### Records provided:
PR #4104, opened 2023-12-12
Fix feature detection for parenthesized context managers

JelleZijlstra:
This showed up in #4064.

### DIFF
--- a/tests/test_black.py
+++ b/tests/test_black.py
@@ -25,6 +25,7 @@ from typing import (
     List,
     Optional,
     Sequence,
+    Set,
     Type,
     TypeVar,
     Union,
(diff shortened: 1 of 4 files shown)


tests/test_black.py
```diff
@@ -874,71 +875,88 @@ def test_get_features_used_decorator(self) -> None:
...
+        self.check_features_used("try: pass\nexcept (*Something,): pass", set())
+        self.check_features_used(
+            "try: pass\nexcept *Group: pass", {Feature.EXCEPT_STAR}
+        )
+
+        self.check_features_used("a[*b]", {Feature.VARIADIC_GENERICS})
+        self.check_features_used("a[x, *y(), z] = t", {Feature.VARIADIC_GENERICS})
+        self.check_features_used("def fn(*args: *T): pass", {Feature.VARIADIC_GENERICS})
+
+        self.check_features_used("with a: pass", set())
```
JelleZijlstra, line 928: These are the new tests. Several of them would have previously failed. The case that I ran into in one of our tests was

```
with (x := await a, y := await b):
        pass
```

hauntsaninja (approved):

PR #4114, opened 2023-12-16
Simplify chained expressions and remove unused param

Anupya:
### Description

- `previous` was unused in `is_split_after_delimiter` so removed it
- rename `reversed` in `enumerate_with_length` to `is_reversed` because `reversed` is a [Python built-in function](https://docs.python.org/3/library/functions.html#reversed)

Screenshot 2023-12-15 at 10 11 54 PM

- Simpify if statements to make them easier to read
- Fix docstrings (`well-formed` and `fast-forward` is one word, `Therefore` and `Otherwise` needs a comma after, remove `be be`, should be `a part` instead of `apart`)

### Checklist - did you ...

None of the below are necessary!

### DIFF
--- a/src/black/brackets.py
+++ b/src/black/brackets.py
@@ -115,7 +115,7 @@ class BracketTracker:
             if delim and self.previous is not None:
                 self.delimiters[id(self.previous)] = delim
             else:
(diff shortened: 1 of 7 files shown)


hauntsaninja:
Thanks!

PR #24, opened 2019-03-02
fix(Modal): Use Transition to simplify animation; add close button; convert to hooks

kylealwyn:


src/Modal/Modal.js
```diff
@@ -38,163 +49,116 @@ const Backdrop = createComponent({
...
-    this.closeInternal();
-  };
-
-  handleContentClick = event => {
-    event.stopPropagation();
-  };
+  useEffect(() => {
+    document.addEventListener('keydown', handleKeyDown);
+    return () => document.removeEventListener('keydown', handleKeyDown);
+  })
```
choochootrain: worth conditionally firing with `[isOpen, props.closeOnEscape]`?

kylealwyn: Just gave that a try. Presented weird behavior that closes both modals and reopens the second when pressing escape

PR #25, opened 2019-03-08
Add functional Dropdown tests

cehsu:
## Description
These changes add functional tests for the Dropdown component.

In order to support the use of async/await, `.babelrc` had to be configured according to the [Jest docs](https://jestjs.io/docs/en/getting-started#using-babel).

## Task
https://app.asana.com/0/887402852146010/1112746503758429/f

### DIFF
--- a/.babelrc
+++ b/.babelrc
@@ -16,14 +16,11 @@
   "env": {
     "test": {
       "presets": [
-        [
-          "@babel/env",
-          {
-            targets: {
-              node: 'current',
-            },
-          },
-        ]
+        ["@babel/env", {
+          "targets": {
+            "node": "current"
+          }
+        }]
       ]
     }
   }
--- a/.babelrc
+++ b/.babelrc
@@ -15,13 +15,7 @@
   ],
   "env": {
     "test": {
-      "presets": [
-        ["@babel/env", {
-          "targets": {
-            "node": "current"
-          }
-        }]
-      ]
+      "presets": ["@babel/env"]
     }
   }
 }
--- a/.babelrc
+++ b/.babelrc
@@ -15,7 +15,16 @@
   ],
   "env": {
     "test": {
-      "presets": ["@babel/env"]
+      "presets": [
+        [
+          "@babel/env",
+          {
+            targets: {
+              node: 'current',
+            },
+          },
+        ]
+      ]
     }
   }
 }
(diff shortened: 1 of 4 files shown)


.babelrc
```diff
@@ -15,7 +15,13 @@
   ],
   "env": {
     "test": {
-      "presets": ["@babel/env"]
+      "presets": [
+        ["@babel/env", {
+          "targets": {
+            "node": "current"
```
choochootrain: why do we need this?

src/Dropdown/Dropdown.spec.js
```diff
@@ -24,3 +42,79 @@ test('Dropdown', () => {
...
+      )}
+    </Dropdown>);
+  
+  // open on trigger
+  const trigger = wrapper.childAt(0);
+  trigger.simulate(event, { type: event, stopPropagation });
+
+  // blur dropdown
+  wrapper.simulate(blurEvent, { type: blurEvent, stopPropagation });
+  await setTimeout(() => {
```
choochootrain: nit: not sure `await setTimeout` does what you want and you're using the `done` callback anyways

src/Dropdown/Dropdown.spec.js
```diff
@@ -24,3 +42,79 @@ test('Dropdown', () => {
...
+
+  // open on trigger
+  const trigger = wrapper.childAt(0);
+  trigger.simulate(event, { type: event, stopPropagation });
+
+  // blur dropdown and focus on menu
+  const menu = wrapper.childAt(1).childAt(0);
+  wrapper.simulate(blurEvent, { type: blurEvent, stopPropagation });
+  menu.simulate(focusEvent, { type: focusEvent, stopPropagation });
+  await setTimeout(() => {
```
choochootrain: same as above

src/Dropdown/Dropdown.spec.js
cehsu: Good point, removed.

src/Dropdown/Dropdown.spec.js
cehsu: Thanks, removed.

.babelrc
cehsu: This was added per the [Jest setup docs Babel guidance](https://jestjs.io/docs/en/getting-started#using-babel), specifically to support the use of async/await. Since we're no longer using async/await, this change has been reverted.

kylealwyn:
Lived on in https://github.com/heydoctor/molekule/pull/27

PR #26, opened 2019-03-08
fix(Card): Wrap in React.forwardRef

cehsu:
## Description
This change wraps `<Card/>` in `React.forwardRef`.

## Task
https://app.asana.com/0/887402852146010/1112252089781752/f

### DIFF
--- a/src/Card/Card.js
+++ b/src/Card/Card.js
@@ -16,7 +16,7 @@ const StyledCard = createComponent({
   `,
 });
 
-const Card = props => <StyledCard {...props} />;
+const Card = React.forwardRef((props, ref) => <StyledCard ref={ref} {...props} />);
 
 Card.propTypes = {
   shadow: PropTypes.bool,


src/Card/Card.js
```diff
@@ -16,7 +16,7 @@ const StyledCard = createComponent({
   `,
 });
 
-const Card = props => <StyledCard {...props} />;
+const Card = React.forwardRef((props, ref) => <StyledCard ref={ref} {...props} />);
```
choochootrain: `styled-components` will forward refs for you but if you want the ref to be on `Box` instead of the wrapped `StyledCard` you might have to verify that `createComponent` does the right thing. could be worth adding a test in that case

cehsu: Thanks, I will add a test to ensure that the ref is assigned as expected.

kylealwyn: This is right - functional components don't forward refs out of the box and this ref should be passed directly to Box. We're wrapping some components as a [hack](https://github.com/pedronauck/docz/issues/156#issuecomment-411002811) for the <PropsTable /> component to work for styled-components. All documentation generators (storybook, docz, stylguidist) are affected due to the issue in the underlying react-docgen parser. Searching for better solutions

PR #27, opened 2019-03-13
feat(Dropdown): Make Dropdown accessible

kylealwyn:
@cehsu gave me the accessibility bug. This adds a focus trap to Dropdowns which forces tabbing to stay trapped within the dropdown menu when open.

Kapture 2019-03-13 at 10 39 59


src/Dropdown/Dropdown.js
```diff
@@ -1,189 +1,216 @@
...
+                boundariesElement,
+                padding: 12,
+              },
+              // Prevents wacky jumps in Transition component
+              computeStyle: { gpuAcceleration: false },
+            }}>
+            {({ ref, style }) => (
+              <Transition in={isOpen} timeout={0} appear>
+                {state => (
+                  <FocusTrap autoFocus={false}>
```
cehsu: Woot! This is a big accessibility win!

In the future, as mentioned in [the dropdown ticket](https://app.asana.com/0/821652619613450/1110934258569822/f), the defined behavior for dropdowns is to be cycled through via arrow keys, toggle via enter, and tab should continue to cycle through all other tabbale elements on the page (I had to build a vanilla html css custom dropdown in the past, which is why this is seared in my memory), as demonstrated here: https://www.w3.org/TR/wai-aria-practices-1.1/examples/listbox/listbox-collapsible.html, and as enumerated here: https://www.w3.org/TR/wai-aria-practices-1.1/#listbox_kbd_interaction.

Downshift provides support for the specified behaviors, should we consider using that in the future to handle all of this?

kylealwyn: That's a great example but I'd argue our Dropdown is providing different functionality than what looks to be more of custom "select" box. The user engaging in an active action rather than choosing a value. The listbox above is most likely part of a form, which I believe is why tab would move to the next element or input. Conceptually, I think the dropdown is most like a local modal, so I think we'd want to abide by the criteria laid out in https://www.w3.org/TR/wai-aria-practices-1.1/#dialog_modal 

As precedent, I think Twitter is one of the most accessible big box sites and I know they've poured a grand amount of time, attention and money into their accessbility. Below is an example of tabbing and arrowing through a dropdown.
Kapture 2019-03-13 at 12 07 03

cehsu: Thanks Kyle, you're right! A nav menu is a different set of criteria from a listbox.
Here are the [accessibility specifications](https://www.w3.org/TR/wai-aria-practices/#menu):
[An example](https://www.w3.org/TR/wai-aria-practices/examples/menubar/menubar-1/menubar-1.html#)
[Another example](https://www.w3.org/WAI/tutorials/menus/application-menus-code/)

kylealwyn: It seems that those examples don't allow tabbing to any element in the menu. I prefer to follow Google/Twitter/Slack precedent which allows tabbing to dropdown/popover items and keep tabbing/arrowing locked within the box.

### Action item:
Every line that holds the word "None" should be copied from the listing.

### Result below:
@@ -874,71 +875,88 @@ def test_get_features_used_decorator(self) -> None:
None of the below are necessary!
             if delim and self.previous is not None:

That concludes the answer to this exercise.